THE DATA =
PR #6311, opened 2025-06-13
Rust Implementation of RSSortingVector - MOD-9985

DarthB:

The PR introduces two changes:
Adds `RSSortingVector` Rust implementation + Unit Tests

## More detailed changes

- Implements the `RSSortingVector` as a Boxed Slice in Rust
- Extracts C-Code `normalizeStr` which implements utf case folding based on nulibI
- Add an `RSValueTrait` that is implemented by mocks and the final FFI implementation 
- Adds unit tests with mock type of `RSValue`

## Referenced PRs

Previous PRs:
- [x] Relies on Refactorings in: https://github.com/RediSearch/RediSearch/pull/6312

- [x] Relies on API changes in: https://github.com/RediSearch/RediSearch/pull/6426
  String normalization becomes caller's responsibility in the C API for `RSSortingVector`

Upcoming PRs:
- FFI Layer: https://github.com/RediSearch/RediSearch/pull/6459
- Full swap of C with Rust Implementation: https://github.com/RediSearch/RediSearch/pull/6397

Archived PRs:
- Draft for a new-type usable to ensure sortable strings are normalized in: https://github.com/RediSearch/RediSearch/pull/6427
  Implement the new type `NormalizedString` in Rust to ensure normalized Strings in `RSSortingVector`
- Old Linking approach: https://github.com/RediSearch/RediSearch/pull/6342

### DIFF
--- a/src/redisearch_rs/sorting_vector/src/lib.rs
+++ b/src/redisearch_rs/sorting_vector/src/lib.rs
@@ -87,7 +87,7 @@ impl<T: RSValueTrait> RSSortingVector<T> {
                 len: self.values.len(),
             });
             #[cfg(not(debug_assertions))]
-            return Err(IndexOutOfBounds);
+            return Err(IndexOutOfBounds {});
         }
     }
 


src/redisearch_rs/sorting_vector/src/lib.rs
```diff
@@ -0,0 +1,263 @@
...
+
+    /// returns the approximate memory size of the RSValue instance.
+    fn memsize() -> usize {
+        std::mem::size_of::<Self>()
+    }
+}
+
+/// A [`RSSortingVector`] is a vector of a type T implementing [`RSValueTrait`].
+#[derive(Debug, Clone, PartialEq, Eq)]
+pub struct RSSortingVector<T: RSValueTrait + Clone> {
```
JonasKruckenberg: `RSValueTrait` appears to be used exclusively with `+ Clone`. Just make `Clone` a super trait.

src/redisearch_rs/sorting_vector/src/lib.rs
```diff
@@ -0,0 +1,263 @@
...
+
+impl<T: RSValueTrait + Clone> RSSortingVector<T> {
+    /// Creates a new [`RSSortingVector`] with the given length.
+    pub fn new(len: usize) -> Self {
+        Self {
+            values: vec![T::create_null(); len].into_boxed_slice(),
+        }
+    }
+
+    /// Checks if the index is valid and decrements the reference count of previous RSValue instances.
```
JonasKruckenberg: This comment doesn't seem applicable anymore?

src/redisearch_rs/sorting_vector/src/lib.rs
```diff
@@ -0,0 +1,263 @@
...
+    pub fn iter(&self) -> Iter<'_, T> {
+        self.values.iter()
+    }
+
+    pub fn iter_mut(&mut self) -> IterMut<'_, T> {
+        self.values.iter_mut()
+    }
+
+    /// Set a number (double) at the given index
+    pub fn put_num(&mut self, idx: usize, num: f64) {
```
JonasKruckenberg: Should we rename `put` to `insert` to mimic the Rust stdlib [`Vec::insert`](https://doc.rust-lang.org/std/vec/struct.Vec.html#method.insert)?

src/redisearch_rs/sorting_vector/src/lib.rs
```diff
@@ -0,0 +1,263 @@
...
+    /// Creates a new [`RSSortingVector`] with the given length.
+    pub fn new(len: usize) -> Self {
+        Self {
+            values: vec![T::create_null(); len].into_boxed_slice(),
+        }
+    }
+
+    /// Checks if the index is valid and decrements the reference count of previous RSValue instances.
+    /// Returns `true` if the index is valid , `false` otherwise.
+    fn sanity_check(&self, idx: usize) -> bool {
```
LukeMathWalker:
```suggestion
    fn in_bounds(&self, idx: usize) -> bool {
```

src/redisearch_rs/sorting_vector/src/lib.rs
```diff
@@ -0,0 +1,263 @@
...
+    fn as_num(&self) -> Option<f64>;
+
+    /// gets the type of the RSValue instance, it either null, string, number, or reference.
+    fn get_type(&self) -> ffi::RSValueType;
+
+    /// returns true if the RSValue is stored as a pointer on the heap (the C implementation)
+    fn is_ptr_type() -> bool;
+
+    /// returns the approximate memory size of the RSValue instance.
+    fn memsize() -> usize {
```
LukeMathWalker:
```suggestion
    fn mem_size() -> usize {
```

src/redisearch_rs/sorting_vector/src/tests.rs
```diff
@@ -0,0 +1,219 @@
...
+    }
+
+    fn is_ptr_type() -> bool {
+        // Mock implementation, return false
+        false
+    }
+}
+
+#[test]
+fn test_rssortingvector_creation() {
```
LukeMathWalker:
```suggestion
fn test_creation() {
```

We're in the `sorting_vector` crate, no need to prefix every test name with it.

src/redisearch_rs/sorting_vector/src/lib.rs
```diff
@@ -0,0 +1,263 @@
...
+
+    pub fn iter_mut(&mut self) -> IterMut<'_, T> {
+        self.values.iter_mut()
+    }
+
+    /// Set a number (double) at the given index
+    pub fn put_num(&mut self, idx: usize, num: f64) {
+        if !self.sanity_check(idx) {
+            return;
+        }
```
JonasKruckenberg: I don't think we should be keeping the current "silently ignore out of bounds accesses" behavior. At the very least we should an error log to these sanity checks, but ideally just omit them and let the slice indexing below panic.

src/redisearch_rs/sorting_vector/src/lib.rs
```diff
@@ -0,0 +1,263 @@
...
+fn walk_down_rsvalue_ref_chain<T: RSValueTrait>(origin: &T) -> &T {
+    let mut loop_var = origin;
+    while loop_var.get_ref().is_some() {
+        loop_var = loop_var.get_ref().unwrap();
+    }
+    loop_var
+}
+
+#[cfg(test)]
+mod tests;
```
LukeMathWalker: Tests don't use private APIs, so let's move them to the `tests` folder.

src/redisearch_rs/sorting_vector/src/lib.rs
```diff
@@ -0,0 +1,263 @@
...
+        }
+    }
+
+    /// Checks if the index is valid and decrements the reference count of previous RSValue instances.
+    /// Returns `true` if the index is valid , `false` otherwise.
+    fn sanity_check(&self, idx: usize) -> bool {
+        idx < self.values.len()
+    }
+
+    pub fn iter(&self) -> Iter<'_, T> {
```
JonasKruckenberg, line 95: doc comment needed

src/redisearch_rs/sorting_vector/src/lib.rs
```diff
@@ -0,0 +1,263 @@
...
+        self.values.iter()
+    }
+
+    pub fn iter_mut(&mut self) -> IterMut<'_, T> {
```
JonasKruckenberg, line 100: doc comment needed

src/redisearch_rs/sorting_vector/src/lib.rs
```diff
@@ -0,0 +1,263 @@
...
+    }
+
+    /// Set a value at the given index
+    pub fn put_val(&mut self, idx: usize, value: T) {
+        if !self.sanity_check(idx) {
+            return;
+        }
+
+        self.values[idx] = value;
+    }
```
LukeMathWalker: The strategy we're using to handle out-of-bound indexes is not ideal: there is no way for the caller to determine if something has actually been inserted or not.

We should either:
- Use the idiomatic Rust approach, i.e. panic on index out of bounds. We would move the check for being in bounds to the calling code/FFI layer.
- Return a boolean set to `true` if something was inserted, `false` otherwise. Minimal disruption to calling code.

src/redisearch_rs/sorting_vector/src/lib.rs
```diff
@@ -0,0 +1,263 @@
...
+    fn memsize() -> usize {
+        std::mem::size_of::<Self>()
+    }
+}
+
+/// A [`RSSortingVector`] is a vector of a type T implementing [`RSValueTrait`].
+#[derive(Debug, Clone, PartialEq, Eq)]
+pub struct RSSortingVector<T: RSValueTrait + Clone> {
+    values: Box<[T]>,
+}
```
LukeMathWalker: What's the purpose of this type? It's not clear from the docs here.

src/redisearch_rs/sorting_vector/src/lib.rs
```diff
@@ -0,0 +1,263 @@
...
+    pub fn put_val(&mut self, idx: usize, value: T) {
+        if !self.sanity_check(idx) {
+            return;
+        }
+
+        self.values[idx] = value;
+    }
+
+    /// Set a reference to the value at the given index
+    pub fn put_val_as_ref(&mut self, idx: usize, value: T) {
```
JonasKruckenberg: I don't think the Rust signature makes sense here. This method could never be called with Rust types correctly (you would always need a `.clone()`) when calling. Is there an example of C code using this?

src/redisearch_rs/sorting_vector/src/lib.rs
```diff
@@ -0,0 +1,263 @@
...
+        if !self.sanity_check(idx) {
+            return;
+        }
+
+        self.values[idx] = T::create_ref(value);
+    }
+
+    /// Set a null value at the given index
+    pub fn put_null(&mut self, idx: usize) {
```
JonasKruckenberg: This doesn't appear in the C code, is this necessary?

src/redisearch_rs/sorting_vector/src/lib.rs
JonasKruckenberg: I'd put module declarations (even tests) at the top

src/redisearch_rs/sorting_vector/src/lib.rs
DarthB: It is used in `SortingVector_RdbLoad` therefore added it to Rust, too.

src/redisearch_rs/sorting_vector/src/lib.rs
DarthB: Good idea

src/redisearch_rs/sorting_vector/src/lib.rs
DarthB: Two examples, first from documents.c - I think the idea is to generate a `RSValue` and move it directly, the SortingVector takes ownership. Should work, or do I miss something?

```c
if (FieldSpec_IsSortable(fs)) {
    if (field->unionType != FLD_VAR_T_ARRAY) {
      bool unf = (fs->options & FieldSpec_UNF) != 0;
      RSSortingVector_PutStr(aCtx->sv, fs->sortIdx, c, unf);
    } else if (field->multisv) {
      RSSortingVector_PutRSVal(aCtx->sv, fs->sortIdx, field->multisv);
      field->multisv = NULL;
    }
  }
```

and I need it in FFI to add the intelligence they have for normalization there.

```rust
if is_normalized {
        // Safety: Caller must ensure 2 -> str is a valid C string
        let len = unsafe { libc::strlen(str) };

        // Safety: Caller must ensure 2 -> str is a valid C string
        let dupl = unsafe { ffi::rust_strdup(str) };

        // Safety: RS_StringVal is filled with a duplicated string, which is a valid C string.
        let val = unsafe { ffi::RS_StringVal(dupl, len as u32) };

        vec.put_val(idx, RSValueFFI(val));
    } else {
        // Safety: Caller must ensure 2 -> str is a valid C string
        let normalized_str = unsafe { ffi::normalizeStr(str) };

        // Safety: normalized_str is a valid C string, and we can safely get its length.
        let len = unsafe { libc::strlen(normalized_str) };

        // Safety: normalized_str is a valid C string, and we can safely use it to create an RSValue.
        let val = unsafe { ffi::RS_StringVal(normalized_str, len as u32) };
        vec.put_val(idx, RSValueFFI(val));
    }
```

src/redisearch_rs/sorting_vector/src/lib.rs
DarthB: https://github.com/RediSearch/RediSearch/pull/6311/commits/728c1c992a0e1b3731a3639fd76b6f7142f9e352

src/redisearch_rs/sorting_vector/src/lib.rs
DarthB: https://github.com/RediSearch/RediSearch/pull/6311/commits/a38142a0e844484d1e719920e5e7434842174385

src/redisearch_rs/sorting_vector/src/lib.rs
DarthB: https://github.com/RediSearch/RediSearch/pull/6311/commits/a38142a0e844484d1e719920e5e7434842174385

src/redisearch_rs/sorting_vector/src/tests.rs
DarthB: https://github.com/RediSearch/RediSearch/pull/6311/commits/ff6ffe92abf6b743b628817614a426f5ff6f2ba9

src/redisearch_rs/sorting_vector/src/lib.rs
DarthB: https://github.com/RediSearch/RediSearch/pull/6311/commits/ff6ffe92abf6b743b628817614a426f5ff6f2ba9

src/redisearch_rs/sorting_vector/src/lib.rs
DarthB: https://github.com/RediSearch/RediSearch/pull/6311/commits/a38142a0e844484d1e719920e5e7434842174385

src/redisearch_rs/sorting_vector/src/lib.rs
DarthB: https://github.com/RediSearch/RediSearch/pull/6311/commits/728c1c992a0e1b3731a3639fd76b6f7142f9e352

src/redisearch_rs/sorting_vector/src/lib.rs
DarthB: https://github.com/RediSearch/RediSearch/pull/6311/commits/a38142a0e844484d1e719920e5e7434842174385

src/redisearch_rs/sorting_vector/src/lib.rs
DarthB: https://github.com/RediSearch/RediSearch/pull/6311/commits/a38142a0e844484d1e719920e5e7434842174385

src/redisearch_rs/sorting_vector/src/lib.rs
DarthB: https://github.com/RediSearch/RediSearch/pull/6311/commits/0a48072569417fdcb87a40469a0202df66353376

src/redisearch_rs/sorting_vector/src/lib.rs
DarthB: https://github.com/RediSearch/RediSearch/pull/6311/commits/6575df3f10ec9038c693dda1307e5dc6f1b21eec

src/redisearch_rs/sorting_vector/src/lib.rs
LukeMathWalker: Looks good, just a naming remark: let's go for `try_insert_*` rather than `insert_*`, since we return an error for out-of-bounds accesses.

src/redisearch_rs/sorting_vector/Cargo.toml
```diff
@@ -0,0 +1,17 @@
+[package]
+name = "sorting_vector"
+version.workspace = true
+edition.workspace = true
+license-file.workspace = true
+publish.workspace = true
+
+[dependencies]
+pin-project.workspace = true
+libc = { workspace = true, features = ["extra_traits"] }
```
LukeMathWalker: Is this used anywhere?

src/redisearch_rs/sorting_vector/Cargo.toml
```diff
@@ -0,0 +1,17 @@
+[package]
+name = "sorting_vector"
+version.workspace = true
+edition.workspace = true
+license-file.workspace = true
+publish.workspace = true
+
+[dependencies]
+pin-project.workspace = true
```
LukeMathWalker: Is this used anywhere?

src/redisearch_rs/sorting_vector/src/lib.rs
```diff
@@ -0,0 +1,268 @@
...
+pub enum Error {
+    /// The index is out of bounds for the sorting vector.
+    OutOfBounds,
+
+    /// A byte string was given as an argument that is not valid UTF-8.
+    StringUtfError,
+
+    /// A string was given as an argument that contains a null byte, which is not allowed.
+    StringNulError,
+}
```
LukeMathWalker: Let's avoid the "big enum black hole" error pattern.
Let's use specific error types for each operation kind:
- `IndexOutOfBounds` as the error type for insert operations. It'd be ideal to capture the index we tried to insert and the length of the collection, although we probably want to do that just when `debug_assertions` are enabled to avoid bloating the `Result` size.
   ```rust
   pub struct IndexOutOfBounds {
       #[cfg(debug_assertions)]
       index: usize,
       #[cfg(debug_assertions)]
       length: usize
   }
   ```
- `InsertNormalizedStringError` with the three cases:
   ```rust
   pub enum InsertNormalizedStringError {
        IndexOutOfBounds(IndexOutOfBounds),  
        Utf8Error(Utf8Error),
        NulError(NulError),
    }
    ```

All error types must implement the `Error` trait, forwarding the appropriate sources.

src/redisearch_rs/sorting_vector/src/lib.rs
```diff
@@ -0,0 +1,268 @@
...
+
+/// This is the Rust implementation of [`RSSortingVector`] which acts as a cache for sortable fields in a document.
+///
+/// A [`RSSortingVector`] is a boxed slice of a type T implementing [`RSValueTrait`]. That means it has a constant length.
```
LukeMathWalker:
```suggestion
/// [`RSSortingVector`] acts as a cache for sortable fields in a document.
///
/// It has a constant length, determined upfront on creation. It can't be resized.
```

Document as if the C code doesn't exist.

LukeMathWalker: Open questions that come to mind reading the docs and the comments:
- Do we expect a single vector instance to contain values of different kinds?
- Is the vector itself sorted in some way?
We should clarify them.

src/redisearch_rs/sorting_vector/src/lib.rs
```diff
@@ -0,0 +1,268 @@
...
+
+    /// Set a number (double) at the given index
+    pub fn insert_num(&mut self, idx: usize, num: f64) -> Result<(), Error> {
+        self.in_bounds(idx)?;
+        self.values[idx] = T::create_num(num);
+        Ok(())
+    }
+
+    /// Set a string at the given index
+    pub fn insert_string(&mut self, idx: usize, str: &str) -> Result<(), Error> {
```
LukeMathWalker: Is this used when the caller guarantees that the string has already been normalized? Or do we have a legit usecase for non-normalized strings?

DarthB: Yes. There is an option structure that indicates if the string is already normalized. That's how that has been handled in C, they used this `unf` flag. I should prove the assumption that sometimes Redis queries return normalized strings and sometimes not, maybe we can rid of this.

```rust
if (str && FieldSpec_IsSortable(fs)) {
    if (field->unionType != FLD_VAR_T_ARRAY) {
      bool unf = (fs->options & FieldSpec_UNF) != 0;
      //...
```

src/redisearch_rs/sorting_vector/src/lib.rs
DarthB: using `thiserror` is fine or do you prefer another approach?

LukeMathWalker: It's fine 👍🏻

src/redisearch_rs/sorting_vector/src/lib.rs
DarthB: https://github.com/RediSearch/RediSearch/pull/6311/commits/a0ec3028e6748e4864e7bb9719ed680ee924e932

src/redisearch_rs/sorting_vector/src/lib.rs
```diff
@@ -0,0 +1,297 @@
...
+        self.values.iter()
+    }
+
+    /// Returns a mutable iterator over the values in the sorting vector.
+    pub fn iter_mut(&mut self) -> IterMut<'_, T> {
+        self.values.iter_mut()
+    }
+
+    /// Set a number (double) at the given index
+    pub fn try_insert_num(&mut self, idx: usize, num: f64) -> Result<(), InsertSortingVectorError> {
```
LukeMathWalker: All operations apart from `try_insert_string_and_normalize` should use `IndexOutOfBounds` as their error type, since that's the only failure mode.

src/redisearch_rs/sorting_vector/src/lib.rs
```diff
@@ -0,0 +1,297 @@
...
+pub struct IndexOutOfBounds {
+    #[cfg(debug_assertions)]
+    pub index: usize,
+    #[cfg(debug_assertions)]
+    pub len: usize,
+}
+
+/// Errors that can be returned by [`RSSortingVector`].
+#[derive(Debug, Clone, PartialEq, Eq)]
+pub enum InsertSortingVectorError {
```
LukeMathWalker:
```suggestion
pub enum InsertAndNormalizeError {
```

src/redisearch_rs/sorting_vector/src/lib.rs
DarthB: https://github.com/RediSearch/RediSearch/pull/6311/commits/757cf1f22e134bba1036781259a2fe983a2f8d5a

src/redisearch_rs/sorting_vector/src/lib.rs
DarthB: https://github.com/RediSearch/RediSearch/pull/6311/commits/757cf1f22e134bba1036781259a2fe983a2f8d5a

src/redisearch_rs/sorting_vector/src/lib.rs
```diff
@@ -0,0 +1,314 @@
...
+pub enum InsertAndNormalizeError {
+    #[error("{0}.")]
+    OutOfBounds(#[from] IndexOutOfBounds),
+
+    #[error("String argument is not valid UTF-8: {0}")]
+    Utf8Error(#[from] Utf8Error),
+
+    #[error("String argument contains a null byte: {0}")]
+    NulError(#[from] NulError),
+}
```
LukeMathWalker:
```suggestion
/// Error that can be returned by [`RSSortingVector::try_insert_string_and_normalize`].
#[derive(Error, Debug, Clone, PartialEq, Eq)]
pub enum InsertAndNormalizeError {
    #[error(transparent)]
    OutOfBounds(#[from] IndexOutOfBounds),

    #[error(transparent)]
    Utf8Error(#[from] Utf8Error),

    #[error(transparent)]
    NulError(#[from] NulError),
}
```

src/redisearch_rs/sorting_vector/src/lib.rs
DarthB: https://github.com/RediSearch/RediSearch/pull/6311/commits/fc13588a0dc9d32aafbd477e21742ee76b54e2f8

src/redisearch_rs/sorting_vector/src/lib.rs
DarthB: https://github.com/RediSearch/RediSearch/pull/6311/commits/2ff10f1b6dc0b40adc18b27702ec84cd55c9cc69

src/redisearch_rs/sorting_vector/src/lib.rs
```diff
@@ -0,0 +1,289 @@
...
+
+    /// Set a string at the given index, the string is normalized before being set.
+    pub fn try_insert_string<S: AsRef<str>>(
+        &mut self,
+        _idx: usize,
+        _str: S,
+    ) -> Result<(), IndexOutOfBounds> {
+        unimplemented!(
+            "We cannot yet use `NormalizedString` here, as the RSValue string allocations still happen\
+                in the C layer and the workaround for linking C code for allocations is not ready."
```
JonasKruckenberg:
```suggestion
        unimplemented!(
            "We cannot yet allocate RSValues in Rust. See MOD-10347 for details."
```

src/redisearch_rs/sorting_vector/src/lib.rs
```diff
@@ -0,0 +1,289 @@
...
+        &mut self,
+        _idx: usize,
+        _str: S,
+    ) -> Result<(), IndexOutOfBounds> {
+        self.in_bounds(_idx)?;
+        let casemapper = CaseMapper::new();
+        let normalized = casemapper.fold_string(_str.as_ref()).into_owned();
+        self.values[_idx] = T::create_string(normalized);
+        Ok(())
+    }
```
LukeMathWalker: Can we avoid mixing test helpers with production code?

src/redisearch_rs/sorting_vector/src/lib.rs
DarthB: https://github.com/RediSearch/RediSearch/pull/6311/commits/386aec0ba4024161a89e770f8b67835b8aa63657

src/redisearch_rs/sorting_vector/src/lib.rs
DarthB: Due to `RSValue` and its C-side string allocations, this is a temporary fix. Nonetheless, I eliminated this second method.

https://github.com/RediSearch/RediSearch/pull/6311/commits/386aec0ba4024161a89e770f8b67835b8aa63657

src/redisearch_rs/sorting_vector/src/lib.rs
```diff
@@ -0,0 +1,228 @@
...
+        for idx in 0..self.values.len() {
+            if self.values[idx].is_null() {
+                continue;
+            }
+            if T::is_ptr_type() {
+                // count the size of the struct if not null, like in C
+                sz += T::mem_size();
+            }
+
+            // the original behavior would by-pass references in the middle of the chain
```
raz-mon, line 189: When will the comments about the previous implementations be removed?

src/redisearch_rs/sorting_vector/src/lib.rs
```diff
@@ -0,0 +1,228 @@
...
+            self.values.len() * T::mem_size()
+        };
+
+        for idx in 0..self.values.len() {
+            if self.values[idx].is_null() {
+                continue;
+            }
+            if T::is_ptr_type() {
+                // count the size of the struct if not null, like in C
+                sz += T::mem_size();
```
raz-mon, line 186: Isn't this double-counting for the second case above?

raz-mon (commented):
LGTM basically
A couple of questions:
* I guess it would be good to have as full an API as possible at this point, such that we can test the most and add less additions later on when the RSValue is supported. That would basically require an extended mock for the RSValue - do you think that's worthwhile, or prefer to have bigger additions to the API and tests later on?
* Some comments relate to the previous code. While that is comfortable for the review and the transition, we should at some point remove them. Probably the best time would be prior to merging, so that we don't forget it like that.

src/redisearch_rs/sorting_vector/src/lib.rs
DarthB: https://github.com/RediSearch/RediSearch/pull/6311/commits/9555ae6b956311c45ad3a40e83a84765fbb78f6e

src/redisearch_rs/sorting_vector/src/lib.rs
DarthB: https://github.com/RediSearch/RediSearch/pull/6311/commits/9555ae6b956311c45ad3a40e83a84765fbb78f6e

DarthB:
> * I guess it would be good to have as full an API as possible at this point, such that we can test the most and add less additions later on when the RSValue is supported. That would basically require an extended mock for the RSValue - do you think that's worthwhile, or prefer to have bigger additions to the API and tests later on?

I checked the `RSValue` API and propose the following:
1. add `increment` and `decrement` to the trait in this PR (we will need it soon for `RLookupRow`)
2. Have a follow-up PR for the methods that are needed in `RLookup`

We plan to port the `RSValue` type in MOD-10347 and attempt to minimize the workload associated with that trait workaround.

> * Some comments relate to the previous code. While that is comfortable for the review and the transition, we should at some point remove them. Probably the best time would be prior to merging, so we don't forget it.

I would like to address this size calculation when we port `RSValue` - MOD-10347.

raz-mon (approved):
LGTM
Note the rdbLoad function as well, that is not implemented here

INSTRUCTIONS TO FOLLOW =
Search the data for "review". Copy each line that has it.

COMPLETED EXERCISE =
* Some comments relate to the previous code. While that is comfortable for the review and the transition, we should at some point remove them. Probably the best time would be prior to merging, so that we don't forget it like that.
> * Some comments relate to the previous code. While that is comfortable for the review and the transition, we should at some point remove them. Probably the best time would be prior to merging, so we don't forget it.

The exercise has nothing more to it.